• _Action item_
Could you return the lines below exactly, from the first line up to and including the line that holds "ra-kete, line 125: Using"?

*** Opening of Source data ***

PR #136, opened 2020-09-03
Rtc v2

David-OConnor:
Based on https://github.com/stm32-rs/stm32f3xx-hal/pull/93, by @smedellin90

Has most of the review changes implemented, but is missing the unsafe justifications; I'm not sure how to do them.


src/rtc.rs
```diff
@@ -0,0 +1,448 @@
...
+
+        Ok(())
+    }
+
+    fn set_seconds(&mut self, seconds: u8) -> Result<(), Self::Error> {
+        if seconds > 59 {
+            return Err(Error::InvalidInputData);
+        }
+        let (st, su) = bcd2_encode(seconds as u32);
+        self.modify(|regs| regs.tr.write(|w| unsafe { w.st().bits(st).su().bits(su) }));
```
ra-kete, line 125: Using a `write` will reset all the fields not written. I believe in this case this means all other time fields (minutes, hours, ...) will be set to 0. I guess that is not the intended behavior?

Same for some of the other `set_*` methods below. I suggest you check all register `write`s again and make sure they shouldn't actually be `modify`s.

src/rtc.rs
```diff
@@ -0,0 +1,448 @@
...
+        let (mnt, mnu) = bcd2_encode(minutes as u32);
+        self.modify(|regs| {
+            regs.tr
+                .write(|w| unsafe { w.mnt().bits(mnt).mnu().bits(mnu) })
+        });
+
+        Ok(())
+    }
+
+    fn set_hours(&mut self, hours: rtcc::Hours) -> Result<(), Self::Error> {
```
ra-kete, line 143: Throughout this module you often use `rtcc::Hours`, even though `Hours` is already imported into the module scope at the beginning, so the `rtcc::` prefix is redundant. I suggest you remove it everywhere to be consistent.

src/rtc.rs
```diff
@@ -0,0 +1,448 @@
...
+        let (ht, hu) = hours_to_register(hours)?;
+        match hours {
+            Hours::H24(_h) => {
+                self.set_24h_fmt();
+                self.modify(|regs| regs.tr.write(|w| unsafe { w.ht().bits(ht).hu().bits(hu) }));
+            }
+            Hours::AM(_h) | Hours::PM(_h) => {
+                self.set_12h_fmt();
+                self.modify(|regs| regs.tr.write(|w| unsafe { w.ht().bits(ht).hu().bits(hu) }));
```
ra-kete, line 152: This line is the same in both cases, so you can move it under the match instead

src/rtc.rs
```diff
@@ -0,0 +1,448 @@
...
+        let (yt, yu) = bcd2_encode(year as u32);
+        self.modify(|regs| regs.dr.write(|w| unsafe { w.yt().bits(yt).yu().bits(yu) }));
+
+        Ok(())
+    }
+
+    /// set date using NaiveDate (ISO 8601 calendar date without timezone)
+    /// WeekDay is set using set_weekday method
+    fn set_date(&mut self, date: &NaiveDate) -> Result<(), Self::Error> {
+        let (yt, yu) = bcd2_encode((date.year() - 1970) as u32);
```
ra-kete, line 204: If `date.year()` is less than 1970, this will underflow. You should check that and return an `InvalidInputData` error in this case

src/rtc.rs
```diff
@@ -0,0 +1,448 @@
...
+                    .yu()
+                    .bits(yu)
+            });
+        });
+
+        Ok(())
+    }
+
+    fn set_datetime(&mut self, date: &NaiveDateTime) -> Result<(), Self::Error> {
+        // Check if unsigned integer affects encoding to bcd
```
ra-kete, line 229: What does this comment mean?

src/rtc.rs
```diff
@@ -0,0 +1,448 @@
...
+
+        self.set_24h_fmt();
+        let (yt, yu) = bcd2_encode((date.year() - 1970) as u32);
```
ra-kete, line 232: This can also underflow

src/rtc.rs
```diff
@@ -0,0 +1,448 @@
...
+        });
+
+        Ok(())
+    }
+
+    fn get_seconds(&mut self) -> Result<u8, Self::Error> {
+        let tr = self.regs.tr.read();
+        let seconds = bcd2_decode(tr.st().bits(), tr.su().bits());
+        Ok(seconds as u8)
+    }
```
ra-kete, line 282: Two general observations for all these `get_*` methods here:
- They never return an error, so there isn't a reason for a `Result` return type, right?
- Why do they take `&mut self` instead of `&self`? These are getters, so I wouldn't expect them to mutate anything

src/rtc.rs
```diff
@@ -0,0 +1,448 @@
...
+// Two 32-bit registers (RTC_TR and RTC_DR) contain the seconds, minutes, hours (12- or 24-hour format), day (day
+// of week), date (day of month), month, and year, expressed in binary coded decimal format
+// (BCD). The sub-seconds value is also available in binary format.
+//
+// The following helper functions encode into BCD format from integer and
+// decode to an integer from a BCD value respectively.
+fn bcd2_encode(word: u32) -> (u8, u8) {
+    (
+        (word / 10).try_into().unwrap(),
+        (word % 10).try_into().unwrap(),
```
ra-kete, line 378: I think instead of panicking we should return a `Result<(u8, u8), Error>` here with an `InvalidInputData` if the input is too large.

I think in the old PR I had advocated to making this check panicking, but I've since been convinced that it is better to limit panics in HAL code, as much as possible.

src/rtc.rs
```diff
@@ -0,0 +1,448 @@
...
+        Hours::AM(h) => Ok(bcd2_encode((h - 1) as u32)),
+        Hours::PM(h) => Ok(bcd2_encode((h + 11) as u32)),
+    }
+}
+
+fn hours_to_u8(hours: rtcc::Hours) -> u8 {
+    if let rtcc::Hours::H24(h) = hours {
+        h
+    } else {
+        panic!("hours could not be destructured into rtc::Hours::H24(h)");
```
ra-kete, line 398: Here too, think about returning an error instead

src/rtc.rs
```diff
@@ -0,0 +1,448 @@
...
+    }
+}
+
+/// Enable the low frequency external oscillator. This is the only mode currently
+/// supported, to avoid
```
ra-kete, line 403: This comment seems incomplete.

src/rtc.rs
```diff
@@ -0,0 +1,448 @@
...
+fn enable_lse(bdcr: &mut BDCR, bypass: bool) {
```
ra-kete, line 404: Since this function is only called once with `bypass` set to `false`, I wouldn't make this an argument and just hardcode it in the register write

src/rtc.rs
```diff
@@ -0,0 +1,448 @@
...
+    bdcr.bdcr()
+        .modify(|_, w| w.lseon().set_bit().lsebyp().bit(bypass));
+    while bdcr.bdcr().read().lserdy().bit_is_clear() {}
+}
+
+fn unlock(apb1: &mut APB1) {
+    let pwr = unsafe { &(*PWR::ptr()) };
```
ra-kete, line 411: This doesn't look safe to me. There is nothing to ensure we have exclusive access to the PWR register here.
Easiest way to solve this would be to pass in PWR as a `&mut`, same as APB1.

src/rtc.rs
```diff
@@ -0,0 +1,448 @@
...
+        if (weekday < 1) || (weekday > 7) {
+            return Err(Error::InvalidInputData);
+        }
+        self.modify(|regs| regs.dr.write(|w| unsafe { w.wdu().bits(weekday) }));
+
+        Ok(())
+    }
+
+    fn set_day(&mut self, day: u8) -> Result<(), Self::Error> {
+        if (day < 1) | (day > 31) {
```
ra-kete, line 169: Pretty sure you want to use logical OR here (`||`), not bitwise OR

src/rtc.rs
```diff
@@ -0,0 +1,448 @@
...
+            // RTC clock source selection
+            .rtcsel()
+            .bits(LSE_BITS)
+            // Enable RTC
+            .rtcen()
+            .set_bit()
+            // RTC backup Domain reset bit set low
+            .bdrst()
+            .clear_bit()
+    });
```
ra-kete, line 447: The BDCR fields are documented in the PAC, which means they have convenience functions that can make this more readable:

```rust
    bdcr.bdcr().modify(|_, w| w.bdrst().enabled());
    bdcr.bdcr().modify(|_, w| {
        w.rtcsel().lse();
        w.rtcen().enabled();
        w.bdrst().disabled()
    });
```

It's a good idea to use those special accessor functions whenever they are available as it helps readability

ra-kete (changes requested):
Thanks for your effort! Most of my comments should be pretty easy for you to fix, even though I realize many apply to code not originally written by you.

src/rtc.rs
David-OConnor: Added `bypass` to `new` constructor. It's required if you're using a standalone oscillator.

src/rtc.rs
```diff
@@ -0,0 +1,448 @@
...
+                    .mnt()
+                    .bits(mnt)
+                    .mnu()
+                    .bits(mnu)
+                    .st()
+                    .bits(st)
+                    .su()
+                    .bits(su)
+                    .pm()
+                    .clear_bit()
```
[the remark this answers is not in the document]
David-OConnor: I thought that format was weird too; didn't understand it, or why the closures were nested.

src/rtc.rs
David-OConnor: This is due to the more general specifications of the RTCC trait

ra-kete: Ah yes, I missed that you are implementing a trait here.

David-OConnor:
All reviews addressed.

ra-kete (changes requested):
Looks good! Just a small suggestion, I think some of these `modify`s should actually be `write`s now. I marked them with comments.

src/rtc.rs
```diff
@@ -0,0 +1,428 @@
...
+    type Error = Error;
+
+    /// set time using NaiveTime (ISO 8601 time without timezone)
+    /// Hour format is 24h
+    fn set_time(&mut self, time: &NaiveTime) -> Result<(), Self::Error> {
+        self.set_24h_fmt();
+        let (ht, hu) = bcd2_encode(time.hour())?;
+        let (mnt, mnu) = bcd2_encode(time.minute())?;
+        let (st, su) = bcd2_encode(time.second())?;
+        self.regs.tr.modify(|_, w| unsafe {
```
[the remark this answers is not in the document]
David-OConnor: Done

smedellin90:
@David-OConnor , thank you for getting around to cleaning up and improving the code!
@ra-kete , thank you for the reviewing and your patience!

ra-kete (approved):

ra-kete:
LGTM. Can you add a changelog entry too? Sorry, forgot about that before.

David-OConnor:
Done. @smedellin90 : Thanks for making this. I've been relying on it for months now!

PR #137, opened 2020-09-04
Migrate to traits from embedded-dma crate

ra-kete:
This PR removes the DMA traits from the HAL code and instead replaces them with the ones from the [embedded-dma crate](https://crates.io/crates/embedded-dma). Those traits are basically the same, so this is only a code move, no functional changes.


dfrankland (approved):
I dunno a lot about DMA, but the code looks good 😁

PR #93, opened 2026-07-09
fix: guard GO_LIVE and CUT_STREAM against unactivated productions (closes #87)

### LINKED ISSUE #87: [SECURITY][LOW] GO_LIVE/CUT_STREAM WebSocket messages update CouchDB with no production flow validation
## Summary
The `GO_LIVE` and `CUT_STREAM` WebSocket message handlers update `doc.status` and broadcast `ON_AIR` events without verifying that a Strom flow is actually running. Any client holding a valid WebSocket connection can flip the on-air status — there is no production-level RBAC beyond the shared API key. Setting `status: 'active'` via `GO_LIVE` when no Strom flow is running creates a permanent inconsistency where `status=active` but `stromFlowId` is undefined, which can break subsequent activate/deactivate logic.

## CVSS Score
4.3 (Low) — CVSS:3.1/AV:N/AC:L/PR:L/UI:N/S:U/C:N/I:L/A:L

## Category
OWASP A01 — Broken Access Control

## Affected File(s)
- `src/ws/controller.ts:751-762`

## Steps to Reproduce
1. Connect to `ws://host/api/v1/productions/:id/controller?key=API_KEY` without activating the production
2. Send `{ "type": "GO_LIVE" }`
3. Production status changes to `active` even though no pipeline is running

## Remediation
At minimum, validate that a Strom flow exists before writing:
```typescript
case 'GO_LIVE': {
  if (!doc.stromFlowId) {
    ws.send(JSON.stringify({ type: 'ERROR', error: 'Production is not activated' }));
    break;
  }
  // proceed
}
```
For full protection, consider a distinct operator role with RBAC on these state-changing messages.

## References
- [OWASP A01:2021 — Broken Access Control](https://owasp.org/Top10/A01_2021-Broken_Access_Control/)

LucasMaupin:
## Summary

- `src/ws/controller.ts`: both `GO_LIVE` and `CUT_STREAM` handlers now check `doc.stromFlowId` before writing to CouchDB and broadcasting tally events
- If the production is not activated (no Strom flow running), an `ERROR` message is sent back to the WebSocket client and the state is not changed

## Why

Without this guard, any WebSocket client with a valid API key could send `GO_LIVE` when no pipeline was running, setting `doc.status = 'active'` while `doc.stromFlowId` remained undefined. This left the production in a permanently inconsistent state that could break subsequent `activate`/`deactivate` operations. The same logic flaw applied to `CUT_STREAM`.

Closes #87

### DIFF
--- a/src/ws/controller.ts
+++ b/src/ws/controller.ts
@@ -749,12 +749,20 @@ async function handleMessage(
       break;
     }
     case 'GO_LIVE': {
+      if (!doc.stromFlowId) {
+        ws.send(JSON.stringify({ type: 'ERROR', error: 'Production is not activated' }));
+        break;
+      }
       const updated: ProductionDoc = { ...doc, status: 'active', updatedAt: new Date().toISOString() };
       await db.insert(updated);
       broadcast(productionId, { type: 'ON_AIR', value: true });
       break;
     }
     case 'CUT_STREAM': {
+      if (!doc.stromFlowId) {
+        ws.send(JSON.stringify({ type: 'ERROR', error: 'Production is not activated' }));
+        break;
+      }
       const updated: ProductionDoc = { ...doc, status: 'active', updatedAt: new Date().toISOString() };
       await db.insert(updated);
       broadcast(productionId, { type: 'ON_AIR', value: false });


birme (commented):
APPROVE — doc.stromFlowId is a real optional field (db/types.ts:142); guarding GO_LIVE/CUT_STREAM on it correctly prevents flipping status to active with no running flow, addressing #87. Note (pre-existing, out of scope): CUT_STREAM still sets status:'active' rather than an off-air state — the PR faithfully preserves prior behavior; consider a follow-up. Co-Authored-By trailer present. No fabrication.

PR #95, opened 2026-07-10
fix: rate-limit /reconnect to 5/min and remove cleanLegacyFixtures from reconnect handler (closes #89)

### LINKED ISSUE #89: [SECURITY][LOW] POST /api/v1/reconnect has no rate limit and executes cleanLegacyFixtures on every call — DoS vector
## Summary
The `/api/v1/reconnect` endpoint is auth-exempt and has no specific rate limit beyond the global 200/min. On each call it attempts `connectDb()` (opening a new Nano connection and listing all CouchDB databases) and calls `cleanLegacyFixtures()` (up to five CouchDB reads and destroys any matching documents). An unauthenticated attacker can call this endpoint 200 times per minute, each triggering multiple CouchDB operations and a Strom version check, causing database and Strom CPU exhaustion. This is distinct from issue #59 (which tracks that the endpoint leaks infrastructure status); this issue is about the rate limiting and side-effect of running cleanLegacyFixtures on every call.

## CVSS Score
3.7 (Low) — CVSS:3.1/AV:N/AC:H/PR:N/UI:N/S:U/C:N/I:N/A:L

## Category
OWASP A04 — Insecure Design

## Affected File(s)
- `src/routes/status.ts:22-46`

## Steps to Reproduce
```bash
for i in $(seq 200); do curl -X POST http://api/api/v1/reconnect & done
# Triggers 200+ concurrent CouchDB connection attempts and cleanLegacyFixtures executions
```

## Remediation
1. Apply a tight per-endpoint rate limit (3–5 requests/minute)
2. Move the legacy-fixture cleanup to startup only — not every reconnect call:
```typescript
// In startup.ts:
await cleanLegacyFixtures();

// In status.ts reconnect handler — remove the cleanLegacyFixtures() call
await connectDb();
// No legacy fixture cleanup here
```

## References
- [OWASP A04:2021 — Insecure Design](https://owasp.org/Top10/A04_2021-Insecure_Design/)
- [CWE-400: Uncontrolled Resource Consumption](https://cwe.mitre.org/data/definitions/400.html)

LucasMaupin:
## Summary

- `src/routes/status.ts`: adds a per-route rate limit of 5 requests/minute to `POST /api/v1/reconnect` via `@fastify/rate-limit`'s route-level config
- `src/routes/status.ts`: removes the `cleanLegacyFixtures()` call from the reconnect handler

## Why

The `/reconnect` endpoint is auth-exempt and was only limited by the global 200 req/min cap. Each call triggered `connectDb()` (a new Nano connection + CouchDB database list) and `cleanLegacyFixtures()` (up to five CouchDB reads and potential document destroys), making it a cheap DoS vector.

`cleanLegacyFixtures()` already runs at startup in `main.ts` — there is no need to repeat it on every reconnect. The reconnect path now only re-establishes the DB connection when disconnected, as intended.

The per-route limit of 5/min is appropriate for a recovery endpoint that should rarely be called and never in rapid bursts.

Closes #89

### DIFF
--- a/src/routes/status.ts
+++ b/src/routes/status.ts
@@ -3,7 +3,6 @@ import { isDbReady, connectDb, isDbConnected } from '../db/index.js';
 import { StromClient } from '../lib/strom.js';
 import { getStromToken } from '../lib/strom-token.js';
 import { config } from '../config.js';
-import { cleanLegacyFixtures } from '../db/seed.js';
 
 const statusRoutes: FastifyPluginAsync = async (fastify) => {
   fastify.get('/api/v1/ping', async (_req, reply) => {
@@ -19,13 +18,15 @@ const statusRoutes: FastifyPluginAsync = async (fastify) => {
     }
   });
 
-  fastify.post('/api/v1/reconnect', async (_req, reply) => {
+  fastify.post(
+    '/api/v1/reconnect',
+    { config: { rateLimit: { max: 5, timeWindow: '1 minute' } } },
+    async (_req, reply) => {
     const result: { db: boolean; strom: boolean } = { db: isDbConnected(), strom: false };
 
     if (!result.db) {
       try {
         await connectDb();
-        await cleanLegacyFixtures();
         fastify.log.info('[reconnect] Database connection restored');
         result.db = true;
       } catch (err: any) {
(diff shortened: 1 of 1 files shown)


birme (commented):
APPROVE — Route-level `config: { rateLimit: { max: 5, timeWindow: '1 minute' } }` is valid @fastify/rate-limit usage (plugin registered globally in src/server.ts). Removing cleanLegacyFixtures() from the reconnect handler is safe: it still runs at startup in src/main.ts:92. Directly addresses the unauthenticated DoS in issue #89. Commit has Co-Authored-By trailer.

PR #97, opened 2026-07-11
fix: coalesce concurrent SAT token exchange requests to prevent burst PAT exhaustion (closes #85)

### LINKED ISSUE #85: [SECURITY][MEDIUM] SAT token cache concurrent-fetch race — parallel requests each independently exchange the PAT
## Summary
`getStromToken` checks the module-level cache and, on a miss, fires an independent token exchange for each concurrent caller. If the SAT just expires and 10 WebSocket messages arrive simultaneously, all 10 callers independently POST to `token.svc.prod.osaas.io`. Beyond redundant network calls, if the OSC token service enforces per-PAT rate limits, burst activation across multiple productions could exhaust those limits and cause all subsequent Strom calls to fail with 401.

## CVSS Score
5.3 (Medium) — CVSS:3.1/AV:N/AC:H/PR:L/UI:N/S:U/C:N/I:N/A:H

## Category
OWASP A04 — Insecure Design / Race Condition

## Affected File(s)
- `src/lib/strom-token.ts:42-63`

## Steps to Reproduce
Trigger parallel activation of 10 productions simultaneously after the SAT expires — observe N identical token exchange calls in network logs.

## Remediation
Implement promise coalescing to ensure only one in-flight exchange at a time:
```typescript
let inflightExchange: Promise<string> | null = null;

export async function getStromToken(): Promise<string> {
  if (cache && !isExpiringSoon(cache)) return cache.token;
  if (inflightExchange) return inflightExchange;
  inflightExchange = fetchNewToken()
    .then((token) => { cache = { token, expiresAt: ... }; return token; })
    .finally(() => { inflightExchange = null; });
  return inflightExchange;
}
```

## References
- [OWASP Race Condition Prevention](https://cheatsheetseries.owasp.org/cheatsheets/Authentication_Cheat_Sheet.html)
- [CWE-362: Race Condition](https://cwe.mitre.org/data/definitions/362.html)

LucasMaupin:
## Summary

- Adds an `inflightExchange` promise guard to `getStromToken` in `src/lib/strom-token.ts`
- Concurrent callers that arrive after SAT expiry now await the single shared in-flight promise instead of each independently POSTing to the OSC token service
- Once the exchange completes the shared promise is cleared so future expirations trigger a fresh exchange

## Why

When multiple productions activate simultaneously right after a SAT expires, each parallel call to `getStromToken` independently fires a `POST` to `token.svc.prod.osaas.io`. If OSC enforces per-PAT rate limits, the burst can exhaust them and cause all subsequent Strom calls to fail with 401. Promise coalescing ensures only one exchange is ever in flight at a time.

## Test

No automated tests exist for this module yet. Manual verification: trigger parallel `getStromToken` calls after cache expiry and confirm only one network request is made.

Closes #85

### DIFF
--- a/src/lib/strom-token.ts
+++ b/src/lib/strom-token.ts
@@ -17,6 +17,8 @@ interface SatCache {
 }
 
 let cache: SatCache | null = null
+// Coalesce concurrent token exchange requests to avoid burst PAT exhaustion
+let inflightExchange: Promise<string> | null = null
 
 function isExpiringSoon(cache: SatCache): boolean {
   return Date.now() >= cache.expiresAt - REFRESH_BUFFER_MS
@@ -43,7 +45,14 @@ export async function getStromToken(pat: string | undefined): Promise<string | u
     return cache.token
   }
 
-  const res = await fetch(TOKEN_EXCHANGE_URL, {
+  // Coalesce: if an exchange is already in-flight, wait for it instead of
+  // issuing a duplicate request. This prevents burst activations from
+  // exhausting OSC per-PAT rate limits after a SAT expiry.
+  if (inflightExchange) {
+    return inflightExchange
+  }
+
+  inflightExchange = fetch(TOKEN_EXCHANGE_URL, {
     method: 'POST',
     headers: {
       'Content-Type': 'application/json',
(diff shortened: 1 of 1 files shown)


birme (commented):
APPROVE — Promise-coalescing via inflightExchange correctly serializes token exchange, addressing the concurrent-fetch race in #85. Token response shape {token, expiry} and cache {token, expiresAt=expiry*1000} match the existing code exactly (strom-token.ts:61-62); error handling (res.ok check) is preserved inside the .then, and .finally clears the guard so a failed exchange doesn't wedge future calls. No fabricated API. Minor: commit is missing a Co-Authored-By trailer per repo convention — please add it. Approving on correctness.

PR #104, opened 2026-07-15
fix(security): API_KEY gate for /ws/ production controller

### LINKED ISSUE #101: [SECURITY][HIGH] WebSocket /ws/ path bypasses API key auth guard — startsWith('/api/v1') check skips all WS connections
## Summary

The API key authentication hook in `server.ts` only guards routes whose URL starts with `/api/v1`. The WebSocket controller is registered at `/ws/productions/:id/controller`. Because the guard condition checks `!req.url.startsWith('/api/v1')` and returns early if false, all `/ws/` paths silently bypass the authentication hook entirely — even when `API_KEY` is configured. Any unauthenticated client can connect and send CUT, TAKE, AUDIO_SET, DSK_TOGGLE, and other live production commands.

## CVSS Score
7.5 (High) — CVSS:3.1/AV:N/AC:L/PR:N/UI:N/S:U/C:L/I:H/A:L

*** Close of Source data ***

• _Problem solution_
PR #136, opened 2020-09-03
Rtc v2

David-OConnor:
Based on https://github.com/stm32-rs/stm32f3xx-hal/pull/93, by @smedellin90

Has most of the review changes implemented, but is missing the unsafe justifications; I'm not sure how to do them.


src/rtc.rs
```diff
@@ -0,0 +1,448 @@
...
+
+        Ok(())
+    }
+
+    fn set_seconds(&mut self, seconds: u8) -> Result<(), Self::Error> {
+        if seconds > 59 {
+            return Err(Error::InvalidInputData);
+        }
+        let (st, su) = bcd2_encode(seconds as u32);
+        self.modify(|regs| regs.tr.write(|w| unsafe { w.st().bits(st).su().bits(su) }));
```
ra-kete, line 125: Using a `write` will reset all the fields not written. I believe in this case this means all other time fields (minutes, hours, ...) will be set to 0. I guess that is not the intended behavior?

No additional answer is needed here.